11/3/2003

Q & A:
John Diglio
Director of the Dumont Television Center


"In the past, when people were in conference somewhere else and the signal came here, they could see it live and react to it through a phone call. Today we do it with computers."

In 1932, working in the basement of his home in Upper Montclair, with $500 of his own and another $500 he borrowed, television pioneer Allen B. DuMont invented the "Magic Eye," a cathode-ray tube that could be used as a visual tuning aid in radio receivers. Sales the first year were only $70. Over the following quarter century, however, annual sales grew to more than $92 million in cathode-ray tubes, television transmitters and receivers, radios and hi-fi sets, mobile communications equipment and a wide variety of electronic instruments for commercial and government use. He later established the Allen B. DuMont Foundation, which supported educational television at Montclair State beginning in 1952.

Today the DuMont Television Center continues a tradition of excellence in television that DuMont started. It has received numerous national awards, and is best known for the weekly program "Carpe Diem," which is broadcast throughout the New Jersey and New York region. But like its benefactor, the center emerged from strikingly similar humble beginnings.

Originally run from a small room in College Hall under the president's office, the studio was left unattended during the '60s until 1969 when John Diglio was asked to leave Hackensack High School, where he taught physics and ran the Audio-Visual Center, to direct the DuMont Television Center. Diglio recently recalled how an abandoned cafeteria and being a noisy tenant led to the television center's evolution, his role in its expansion and where technology is taking it.

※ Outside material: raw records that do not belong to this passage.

Issue #359, opened 2024-04-19
Expected fix lines mapping doesn't work with multi-file test feature


nahsra:
There is a bug in the test framework that makes `expectedFixesAtLines` fail when you have multiple test files. 

There is one set of line numbers to look for, but the test `@Metadata` allows you to specify multiple test files. Therefore, for each file tested, the framework will looks for all of the numbers. We have to figure out a way to map a set of expected findings to each individual test file, or throw an error when there are multiple files, because this was painful to debug.

PR #361, opened 2024-04-22
Expected fix lines mapping doesn't work with multi-file test feature

carlosu7:
Throw an error when there are multiple files and expected fix lines. 

Issue https://github.com/pixee/codemodder-java/issues/359


framework/codemodder-testutils/src/main/java/io/codemodder/testutils/CodemodTestMixin.java
```diff
@@ -40,6 +40,13 @@ default Stream<DynamicTest> generateTestCases(@TempDir final Path tmpDir) throws
             .filter(Files::isRegularFile)
             .filter(path -> path.toString().endsWith(".java.before"));
```
nahsra, line 42: Can we offer a test for this?

Also, for the MavenSecureURL codemod, can we break the test into multiple tests for each different directory, so we can test the expected file fixe lines? That way we'll be fixing the original issue.

nahsra (changes requested):

framework/codemodder-testutils/src/main/java/io/codemodder/testutils/MetadataUtil.java
```diff
@@ -0,0 +1,32 @@
+package io.codemodder.testutils;
+
+import java.io.IOException;
+import java.nio.file.Files;
+import java.nio.file.Path;
+import java.util.List;
+
```
nahsra, line 7: There's already a file called `ExpectedFixes` that seems like we should be adding this towards rather than creating a new utility or pattern.

Also, incidentally, the `*Util` naming pattern has been superseded generally in Java (and specifically also in this project) with a pattern like `Objects`, `ExpectedFixes`, etc.

nahsra (changes requested):

framework/codemodder-testutils/src/test/java/io/codemodder/testutils/ExpectedFixesTest.java
```diff
@@ -0,0 +1,77 @@
...
+  void it_expects_no_exception_fail_fix_line_single_before_file() throws IOException {
+
+    try {
+      ExpectedFixes.checkExpectedFixLinesUsage(SINGLE_BEFORE_FILE_DIR, new int[] {}, new int[] {1});
+    } catch (final IllegalArgumentException ex) {
+      fail("Exception not expected");
+    }
+  }
+
+  @Test
```
nahsra, line 68: I would guess these tests could all just exist without the try/catch block. was there a reason we added them?

framework/codemodder-testutils/src/main/java/io/codemodder/testutils/ExpectedFixes.java
```diff
@@ -18,10 +21,15 @@ private ExpectedFixes() {}
 
   /** Verify the expected fix metadata. */
   static void verifyExpectedFixes(
+      final Path testResourceDir,
       final CodeTFResult result,
       final CodeChanger changer,
       final int[] expectedFixLines,
-      final int[] expectingFailedFixesAtLines) {
+      final int[] expectingFailedFixesAtLines)
+      throws IOException {
```
nahsra, line 29: Approved, but probably no reason to reference this method statically? Can just call `checkExpectedFixLinesUsage()` directly?

Issue #364, opened 2024-05-06
Handle comma-separated filename inputs for Sonar issues JSON and Sonar hotspots JSON


drdavella:
The `--sarif` flag currently handles comma-separated lists of files as inputs. We need to do the same for `--sonar-issues-json` and `--sonar-hotspots-json`.

carlosu7:
@drdavella i will close this issue

PR #365, opened 2024-05-07
Handle comma-separated filename inputs for Sonar issues JSON and Sonar hotspots JSON

carlosu7:
Issue: https://github.com/pixee/codemodder-java/issues/364

Example of running a list of sonar findings files:
```

./gradlew :core-codemods:run --args='--output /Users/iwa/Documents/GitHub/WebGoat_12_23/WebGoat_12_23.codetf --verbose --sonar-issues-json /Users/iwa/Desktop/sonar1.json,/Users/iwa/Desktop/sonar2.json --log-format human /Users/iwa/Documents/GitHub/WebGoat_12_23/'
```

Sonar hotspot CLI input was the only update since there's no implementation for it yet


framework/codemodder-base/src/main/java/io/codemodder/CodemodLoader.java
```diff
@@ -28,7 +28,7 @@ public CodemodLoader(
       final List<Path> includedFiles,
       final Map<String, List<RuleSarif>> ruleSarifByTool,
       final List<ParameterArgument> codemodParameters,
-      final Path sonarIssuesJsonFile,
+      final List<Path> sonarIssuesJsonFile,
```
drdavella, line 31: Change variable name here and below
```suggestion
      final List<Path> sonarIssuesJsonFiles,
```

framework/codemodder-base/src/main/java/io/codemodder/CLI.java
```diff
@@ -378,8 +379,11 @@ public Integer call() throws IOException {
 
       // create the loader
       CodeDirectory codeDirectory = new DefaultCodeDirectory(projectPath);
-      List<Path> sarifFiles =
-          sarifs != null ? sarifs.stream().map(Path::of).collect(Collectors.toList()) : List.of();
+      List<Path> sarifFiles = sarifs != null ? sarifs.stream().map(Path::of).toList() : List.of();
```
drdavella, line 382: Could this be factored out into a function to share?

drdavella (changes requested):
Looks good overall. Even though `--sonar-hotspots-json` is just a pass-thru without implementation I think we should also update the help message to indicate a comma-separated input.

plugins/codemodder-plugin-sonar/src/main/java/io/codemodder/providers/sonar/SonarModule.java
```diff
@@ -21,32 +21,39 @@ final class SonarModule extends AbstractModule {
...
-      try {
-        issueResponse =
-            new ObjectMapper()
-                .configure(DeserializationFeature.FAIL_ON_UNKNOWN_PROPERTIES, false)
-                .readValue(issuesFile.toFile(), SearchIssueResponse.class);
-        allIssues = issueResponse.getIssues();
-      } catch (IOException e) {
-        throw new UncheckedIOException("Problem reading Sonar issues JSON file", e);
-      }
+    if (issuesFiles != null) {
```
drdavella, line 39: This code makes sense to me but I also want to be careful that we don't introduce any regressions here. Would you be able to add a unit test or do you feel like this is sufficiently covered by existing tests?

carlosu7: @drdavella 
When we run a codemod test that is not a sonar codemod, this sonar module is being executed because all modules (defectdojo, semgrep, codeql, sonar, etc) are being configured at CodemodLoader.java. So, in when the non-sonar codemod test is being executed, this sonar module handles the empty/null issuesFiles because they're not required for that codemod (defectdojo, semgrep, etc).

So yes, this case is already covered.

carlosu7: @drdavella In this commit https://github.com/pixee/codemodder-java/pull/365/commits/be04cc0fdfc8ed7ec6ddb763d765e804ac8da868 I have updated our tests to support multiple sonar issues json files and refactor one existing sonar test

framework/codemodder-testutils/src/main/java/io/codemodder/testutils/CodemodTestMixin.java
```diff
@@ -111,8 +114,21 @@ private void verifyCodemod(
...
+        sonarIssuesJsonFiles != null ? Arrays.asList(sonarIssuesJsonFiles) : new ArrayList<>();
+
+    final List<Path> sonarJsonsPaths =
+        sonarJsons.stream()
+            .map(testResourceDir::resolve)
+            .filter(Files::exists)
+            .collect(Collectors.toList());
+
+    if (sonarJsonsPaths.isEmpty()) {
+      Path defaultPath = testResourceDir.resolve("sonar-issues.json");
```
drdavella, line 127: Sorry, I thought I left this comment before but I don't see it. Shouldn't it be this now?
```suggestion
      Path defaultPath = testResourceDir.resolve("sonar-issues_1.json");
```

carlosu7: @drdavella no, default sonar issues filename remains the same as it previously was, otherwise, i will have to rename all other sonar codemod test json files 
Screenshot 2024-05-13 at 12 51 17 p m

drdavella: Oh okay, I'm sorry. I missed that the one you renamed was for a specific test.

carlosu7: yes

PR #377, opened 2024-06-11
Disable ReplaceDefaultHttpClientCodemodIntegrationTest

carlosu7:
Test is failing dua connection timeout

You can see workflow report test failure at https://github.com/pixee/codemodder-java/actions/runs/9470753410?pr=373


nahsra (approved):

nahsra:
Worth noting here for posterity that both the original and the transformed code in this integration test are failing, and both the other integration tests are passing -- so there's something specific to that test or container that is problematic. It has probably been broken for weeks and it will take some time to get to the root cause.

PR #378, opened 2024-06-11
Modifications to read both types of sonar findings: issues and hotspots

carlosu7:
Read data using issues and hotspots parent abstract class: `SonarFinding`.

This change will allow us to start creating sonar hotspots codemods


core-codemods/src/main/java/io/codemodder/codemods/AddMissingOverrideCodemod.java
```diff
@@ -24,16 +25,17 @@ public final class AddMissingOverrideCodemod extends SonarPluginJavaParserChange
 
   @Inject
   public AddMissingOverrideCodemod(
-      @ProvidedSonarScan(ruleId = "java:S1161") final RuleIssues issues) {
+      @ProvidedSonarScan(type = SonarFindingType.ISSUE, ruleId = "java:S1161")
```
nahsra, line 28: These ergonomics don't feel right. Why can't we support both of these:

`@ProvidedSonarScan(ruleId = "java:S1161") final Hotspots hotspots)`
..
`@ProvidedSonarScan(ruleId = "java:S1161") final Issues issues)`

It does seem like Guice can support both of these?

nahsra (changes requested):
I don't want to have to downcast in each codemod to get `Hotspot`-specific or `Issue`-specific fields. Please create Guice bindings for each subclass and take away the `type` annotation parameter.

core-codemods/src/main/java/io/codemodder/codemods/AvoidImplicitPublicConstructorCodemod.java
```diff
@@ -38,7 +38,7 @@ public ChangesResult onIssueFound(
       final CodemodInvocationContext context,
       final CompilationUnit cu,
       final SimpleName simpleName,
```
nahsra, line 40: This is weird, shouldn't this be variable be 'issue' still?

core-codemods/src/main/java/io/codemodder/codemods/FixRedundantStaticOnEnumCodemod.java
```diff
@@ -18,11 +18,11 @@
     importance = Importance.LOW,
     executionPriority = CodemodExecutionPriority.HIGH)
 public final class FixRedundantStaticOnEnumCodemod
-    extends SonarPluginJavaParserChanger<EnumDeclaration> {
+    extends SonarIssuesPluginJavaParserChanger<EnumDeclaration> {
```
nahsra, line 21: Have you considered making this generic instead, that way we wouldn't need subtypes?

nahsra (changes requested):
Let's make sure the variables are named right, and consider generifying the Sonar JavaParserChanger so we don't have to create new subclasses for each Sonar issue type and repeat a lot of code.

plugins/codemodder-plugin-sonar/src/main/java/io/codemodder/providers/sonar/RuleFinding.java
```diff
@@ -0,0 +1,15 @@
+package io.codemodder.providers.sonar;
+
+import io.codemodder.sonar.model.SonarFinding;
+import java.nio.file.Path;
+import java.util.List;
+
+/** A view of the Sonar findings results file for a given rule. */
```
nahsra, line 7: This seems like this is another opportunity to be genercized.

```
interface RuleFinding<T extends SonarFinding>
...
  List<T> getResultsByPath(Path path);
```

plugins/codemodder-plugin-sonar/src/main/java/io/codemodder/providers/sonar/RuleHotspot.java
```diff
@@ -0,0 +1,27 @@
+package io.codemodder.providers.sonar;
+
+import io.codemodder.sonar.model.Hotspot;
+import io.codemodder.sonar.model.SonarFinding;
+import java.nio.file.Path;
+import java.util.List;
+import java.util.Map;
+import java.util.Objects;
+
```
nahsra, line 9: All `public` types should have JavaDoc.

plugins/codemodder-plugin-sonar/src/main/java/io/codemodder/providers/sonar/RuleHotspot.java
```diff
@@ -0,0 +1,27 @@
...
+public final class RuleHotspot implements RuleFinding {
+
+  private final Map<String, List<SonarFinding>> findings;
+
```
nahsra, line 13: I think there's room for more optimization of this class design.

It seems like `RuleHotspot` should be an interface like...
```java
public interface Hotspot implements RuleFinding<SonarHotspot> {
  static Hotspot from(Map<String,List<SonarHotspot>> hotspots) {
      return new DefaultHotspot(hotspots);
  }
}
```

We know which are hotspots, and which are issues, when we parse them. Then, when it gets to this point, we have to check and filter by casting. We should figure this out once, and never have to figure it out again.

plugins/codemodder-plugin-sonar/src/main/java/io/codemodder/providers/sonar/RuleIssue.java
```diff
@@ -0,0 +1,27 @@
+package io.codemodder.providers.sonar;
+
+import io.codemodder.sonar.model.Issue;
+import io.codemodder.sonar.model.SonarFinding;
+import java.nio.file.Path;
+import java.util.List;
+import java.util.Map;
+import java.util.Objects;
+
```
nahsra, line 9: JavaDoc. And, this type seems identical to and should share some of the logic from the similar type for hotspots.

nahsra (changes requested):

nahsra (approved):

PR #383, opened 2024-06-14
SQL Injection visitor utility

carlosu7:
Utility to help implement sql injection codemods' visit method

### DIFF
--- a/core-codemods/src/main/java/io/codemodder/codemods/util/DefaultJavaParserSQLInjectionRemediatorStrategy.java
+++ b/core-codemods/src/main/java/io/codemodder/codemods/util/DefaultJavaParserSQLInjectionRemediatorStrategy.java
@@ -16,47 +16,58 @@ import java.util.List;
 import java.util.function.Function;
 
 /** Utility class for visiting and processing potential SQL injection points in Java source code. */
-public class SqlInjectionVisitor {
+public class DefaultJavaParserSQLInjectionRemediatorStrategy
+    implements JavaParserSQLInjectionRemediatorStrategy {
 
-  private SqlInjectionVisitor() {}
-
-  public static <T> CodemodFileScanningResult visit(
+  /**
+   * Visits the provided CompilationUnit and processes findings for potential SQL injections.
+   *
+   * @param context the context of the codemod invocation
+   * @param cu the compilation unit to be scanned
+   * @param pathFindings a collection of findings to be processed
+   * @param detectorRule the rule used to detect potential issues
+   * @param findingIdExtractor a function to extract the ID from a finding
+   * @param findingLineExtractor a function to extract the line number from a finding
+   * @param <T> the type of the findings
+   * @return a result object containing the changes and unfixed findings
+   */
+  public <T> CodemodFileScanningResult visit(
       final CodemodInvocationContext context,
       final CompilationUnit cu,
-      Collection<T> pathFindings,
+      final Collection<T> pathFindings,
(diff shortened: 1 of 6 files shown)


core-codemods/src/main/java/io/codemodder/codemods/util/SqlInjectionVisitor.java
```diff
@@ -0,0 +1,99 @@
...
+import io.codemodder.codemods.SQLParameterizerWithCleanup;
+import io.codemodder.codetf.DetectorRule;
+import io.codemodder.codetf.FixedFinding;
+import io.codemodder.codetf.UnfixedFinding;
+import java.util.ArrayList;
+import java.util.Collection;
+import java.util.List;
+import java.util.function.Function;
+
+/** Utility class for visiting and processing potential SQL injection points in Java source code. */
```
nahsra, line 18: I think this should be an `interface` with a default implementation you can create (or reference as an instance field). E.g.:

```
interface JavaParserSQLInjectionRemediatorStrategy {
  (methods)

  JavaParserSQLInjectionRemediatorStrategy DEFAULT  = new DefaultJavaParserSQLInjectionRemediatorStrategy();
```

This way we can inject it as a seam into all these different tool types.

core-codemods/src/main/java/io/codemodder/codemods/util/SqlInjectionVisitor.java
```diff
@@ -0,0 +1,99 @@
...
+public class SqlInjectionVisitor {
+
+  private SqlInjectionVisitor() {}
+
```
nahsra, line 22: Some of these are final, and there's no JavaDoc

A method with this many arguments is a code smell to me. Not sure what advice give on it at the moment

nahsra (changes requested):

core-codemods/src/main/java/io/codemodder/codemods/util/DefaultJavaParserSQLInjectionRemediatorStrategy.java
```diff
@@ -0,0 +1,110 @@
...
+import io.codemodder.codetf.DetectorRule;
+import io.codemodder.codetf.FixedFinding;
+import io.codemodder.codetf.UnfixedFinding;
+import java.util.ArrayList;
+import java.util.Collection;
+import java.util.List;
+import java.util.function.Function;
+
+/** Utility class for visiting and processing potential SQL injection points in Java source code. */
+public class DefaultJavaParserSQLInjectionRemediatorStrategy
```
nahsra, line 19: This should be `final` and probably doesn't need to be `public`. Let's just store a reference to it in the already-public `interface`.

core-codemods/src/main/java/io/codemodder/codemods/util/JavaParserSQLInjectionRemediatorStrategy.java
```diff
@@ -0,0 +1,34 @@
+package io.codemodder.codemods.util;
+
+import com.github.javaparser.ast.CompilationUnit;
+import io.codemodder.CodemodFileScanningResult;
+import io.codemodder.CodemodInvocationContext;
+import io.codemodder.codetf.DetectorRule;
+import java.util.Collection;
+import java.util.function.Function;
+
```
nahsra, line 9: JavaDoc

nahsra (approved):
thig

PR #390, opened 2024-06-20
✨ New Sonar Remediation Codemod for Unsafe Reflection

gilday:
Remediates Sonar findings of type java:S2658.

Does not yet cover edge-cases, but I'd like to get some feedback on the happy path while I work on those edge cases.

/towards #work


framework/codemodder-testutils/src/main/java/io/codemodder/testutils/CodemodTestMixin.java
```diff
@@ -296,9 +298,7 @@ private List<Path> buildSonarJsonPaths(
    */
   default void verifyTransformedCode(final Path before, final Path expected, final Path after)
       throws IOException {
-    String expectedCode = Files.readString(expected);
-    String transformedJavaCode = Files.readString(after);
-    assertThat(transformedJavaCode, equalTo(expectedCode));
+    Assertions.assertThat(after).hasSameTextualContentAs(expected, StandardCharsets.UTF_8);
```
gilday, line 301: Getting much better diff in the test failure message with this.

core-codemods/src/main/java/io/codemodder/codemods/UnsafeReflectionRemediationCodemod.java
```diff
@@ -0,0 +1,114 @@
...
+import java.util.List;
+import javax.inject.Inject;
+
+/** Sonar remediation codemod for S2658: Classes should not be loaded dynamically. */
+@Codemod(
+    id = "sonar:java/unsafe-reflection-s2658",
+    reviewGuidance = ReviewGuidance.MERGE_WITHOUT_REVIEW,
+    importance = Importance.HIGH,
+    executionPriority = CodemodExecutionPriority.HIGH)
+public final class UnsafeReflectionRemediationCodemod
```
nahsra, line 25: Ditch `SonarPluginJavaParserChanger` in favor of the new `SonarRemediatingJavaParserChanger`. The new pattern makes it much easier to report CodeTF stuff that's important for where we're headed (aligning fixes to tool findings downstream.) See `SonarSQLInjectionCodemod for an example`. 

All we lose is a little boilerplate, but we get much better reporting outcomes.

framework/codemodder-testutils/src/main/java/io/codemodder/testutils/CodemodTestMixin.java
```diff
@@ -296,9 +298,7 @@ private List<Path> buildSonarJsonPaths(
    */
   default void verifyTransformedCode(final Path before, final Path expected, final Path after)
       throws IOException {
-    String expectedCode = Files.readString(expected);
-    String transformedJavaCode = Files.readString(after);
-    assertThat(transformedJavaCode, equalTo(expectedCode));
```
nahsra, line 301: Ironically that's why I was using hamcrest -- the assertj APIs I was using were not giving me nice IntelliJ "Click to see.." diffs. Does this fix that?

nahsra (changes requested):

framework/codemodder-testutils/src/main/java/io/codemodder/testutils/CodemodTestMixin.java
gilday: I'm not getting IntelliJ's "Click to see diff" in neither Hamcrest nor AssertJ. When you saw that in IntelliJ, were you using the IntelliJ JUnit runner (vs the "delegate to Gradle" runner)? fwiw I tried [fixing this feature for the Gradle runner in IntelliJ last year](https://github.com/JetBrains/intellij-community/commit/b9c612ac25618478c6d29813ef4c2446eb47f6c7), but I guess the fix was brittle, because it's no longer working for me.

Without that IntelliJ feature helping out, the Hamcrest errors are unintelligible. AssertJ has the diffing built-in, so I don't need to rely on the IntelliJ regex finding its match.

nahsra:
I'm picking up this PR.

nahsra (approved):

PR #394, opened 2024-06-21
Remove explicit setEntityExpansion calls

nahsra:
When fixing XXE, users may find it helpful to also remove explicit turning on off entity expansion.


sip49 (approved):
LGTM

PR #398, opened 2024-06-24
⬆️ Upgrade GPT 3.5 Turbo Model

gilday:
gpt-3.5-turbo-0613 has been removed, so replace it with new models.

* Updated failed authentication logging codemod to use new models and `SarifToLLMForMultiOutcomeCodemod`.
* Added a `Model` type to describe GPT models and colocates model-specific logic such as token counting.

/close #work


plugins/codemodder-plugin-llm/src/main/java/io/codemodder/plugins/llm/Model.java
gilday, line 1: Added this interface in addition to the `StandardModel` enum, so that downstream projects may add their own model if needed (vs being constrained to the enum definition in `codemodder-java`).

core-codemods/src/test/resources/logback-test.xml
gilday, line 1: This helped me understand why tests were failing.

nahsra (approved):
This should help  a lot!

gilday:
nvm, I'm still getting flakey tests. I need to keep working on this.

plugins/codemodder-plugin-llm/src/main/java/io/codemodder/plugins/llm/SarifToLLMForBinaryVerificationAndFixingCodemod.java
```diff
@@ -191,10 +194,11 @@ private <T> T getLLMResponse(
             .functions(functionExecutor.getFunctions())
             .functionCall(ChatCompletionRequestFunctionCall.of(function.getName()))
             .temperature(temperature)
```
nahsra, line 196: I know we're kind of throwing darts here -- I'd throw this change out if it's not obviously helping, as it could affect other codemods performing well already.

nahsra (changes requested):
Consider `top_p` change before merging.

core-codemods/src/test/resources/log-failed-login/vulnerable/SaltedHashLoginModule.java.after
gilday, line 1: I changed this from "safe" to "vulnerable". I don't see a good reason why we shouldn't add the log statement here. It's the only place that has enough context to include the username in the audit log.

core-codemods/src/test/resources/log-failed-login/vulnerable/MainFrame.java.after
```diff
@@ -154,7 +154,7 @@ ResultSet rs = stmt.executeQuery(sql);
                     this.dispose();
             }
             else{
-                    Logger.getLogger(MainFrame.class.getName()).log(Level.WARNING, "Failed login attempt for user: " + uname1);
+                    Logger.getLogger(MainFrame.class.getName()).log(Level.INFO, "Failed login attempt for user: " + uname1);
```
gilday, line 157: We instruct the model to use the INFO level, so I don't know why this test insisted on WARNING level.

core-codemods/src/test/java/io/codemodder/codemods/LogFailedLoginCodemodTest.java
```diff
@@ -3,14 +3,45 @@
...
+ *   <dt>unsafe/SaltedHashLoginModule
+ *   <dd>lacks a log statement before returning the authenticated decision. That is the correct
+ *       place to log, because it has the username in scope.
+ */
 @Metadata(
     codemodType = LogFailedLoginCodemod.class,
     testResourceDir = "log-failed-login",
     dependencies = {})
 @OpenAIIntegrationTest
-@Disabled("codemod is in disrepair")
```
gilday, line 13: no amount of temperature and top_p changes are good enough to make this test stop flaking. I'm going to keep it disabled.

nahsra (approved):

PR #402, opened 2024-06-25
✅ Add OpenAI Integration Tests to GitHub Actions Workflow

gilday:
* Includes a backstop to ensure that we don't forget to configure these tests in CI again.
* New JUnit extension `OpenAIIntegrationTest` makes the logic for conditionally running tests more cohesive. Companion Gradle plugin sets the required environment variable from a Gradle property, to allow for flexible configuration in developer environments. Updated README accordingly.
* Migrate LLM test utilities to use Gradle java test fixtures (by ways of a new convention plugin).
* Disable tests for codemods that have fallen into disrepair.

/close #work


nahsra (approved):

gradle/build-plugins/src/main/kotlin/io.codemodder.java-test-fixtures.gradle.kts
```diff
@@ -0,0 +1,3 @@
+plugins {
+    `java-test-fixtures`
```
ryandens, line 2: personally i would just inline this rather than have a convention plugin - if we need common conventions for all codemodder test fixtures we can introduce this later

ryandens (approved):

gradle/build-plugins/src/main/kotlin/io.codemodder.java-test-fixtures.gradle.kts
gilday: The convention plugin feels worthwhile for consistency to help developers approaching this project. If I were to inline this, I believe it would be the only example of a Gradle plugin that we reference directly from a build script vs via a convention plugin.

PR #7902, opened 2019-04-29
Hide getButton method for TextArea and Lookup

alexander-kotov-dx:


RomanTsukanov (dismissed):

mrjohn0011 (approved):

IlyaKhD:
LGTM
Note that the method won't be hidden in TS declarations

IlyaKhD (approved):

PR #7911, opened 2019-04-30
Update API definitions

Romzay:


Romzay:
It's impossible to name an object with the "Options" suffix ("Options" is reserved for Widget options objects). The declaration tool generates an error in this case.

maxerokh (approved):

PR #7934, opened 2019-05-06
Fix cellData calculation in Scheduler when groupByDate = true

Yarovaya:


testing/tests/DevExpress.ui.widgets.scheduler/workSpace.tests.js
```diff
@@ -530,6 +530,35 @@ QUnit.testStart(function() {
         });
     });
 
+    QUnit.test("Date table cells shoud have right cellData, groupByDate = true without groups", function(assert) {
```
Olexi: Date table cells **should**

Olexi (changes requested):
One of tests has misspelling in naming

testing/tests/DevExpress.ui.widgets.scheduler/workSpace.tests.js
Yarovaya: fixed

Olexi (approved):

jsdmitry (approved):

Q. Who are the constituents of the DuMont Television Center?
A.
It serves the entire MSU community. The center supports instruction for departments that teach about television, projects in television production for the administration, instructional programs, students and co-curricular activities, and the outside community as well. It also assists with television services, including maintenance, repair, duplication of videotapes, advisement, consultation, video satellite viewing, video teleconferences and distance learning.

Q. What is your role in distance learning?
A.
I oversee the technical aspects of the distance education room [College Hall, Room 310] in terms of training, maintenance, updates and testing for each conference. I was part of a team that built the room, but I’ve always done distance education. The 10-foot, steerible satellite dish on the studio roof enables distance education. In the past, when people were in conference somewhere else and the signal came here, they could see it live and react to it through a phone call. Today we do it with computers.

Q. Tell us about how you helped rebuild the DuMont Television Center.
A.
Montclair State had a television studio that wasn't being used. I was offered a teaching position in technology in education and was asked to figure out what was going on with the facilities. After I got the studio working, the president at the time complained about all the noise that tiny room beneath his office generated. So when the cafeteria in Life Hall moved out and there was debate as to what to do with the space, I suggested a television studio. I helped write a proposal for a government Challenge Grant to build television studios, worked with a team of architects to design the television center and in the early '80s we moved in. The challenge since then has been keeping up with the technology on a limited budget.

Q. What is the biggest challenge in keeping up with technology?
A.
Part of it is trying to decide what parts of the new technology we are going to bring here. Then we want to get the best equipment for our money. For instance, I purchased the Sony television set in my office in 1971 and it still works great. If we get funding today, we may not get it again for five years, so we have to buy equipment that will hold up. And that, surprisingly, can be part of the problem because when it's time to ask for funding to renew or buy new equipment, we need to make a bigger case to demonstrate our needs. It may be true that everything is working, but we're working with technology that's outdated. Everything is moving from analog in television to digital. This center is the laboratory for the Broadcasting Department and the television facility for the campus, so we need to get our control rooms to the digital world.

Q. What area in the television industry has been most affected by technological advancement?
A.
The editing process. A single antiquated editing station, which fills an entire room and costs $100,000, is being replaced by a new computer system loaded with editing tools that costs approximately $7,000, depending upon the options that come with it. Computers do more, they're much more powerful and we can set up several stations in one room. Using computers we get more bang for the buck, so we're phasing out all the old technology. And this is what the television industry is doing.

Q. What is the most valuable skill our students gain from working in the television center?
A.
The yoking of computer science, video and communications skills. Besides knowing traditional television, students have to know computers. In addition to learning theory and how to write, our students also need hands-on experience, simulating the entire broadcast. Larry Londino's broadcasting classes work on "Carpe Diem" because it gives them experience working with a crew in a television studio.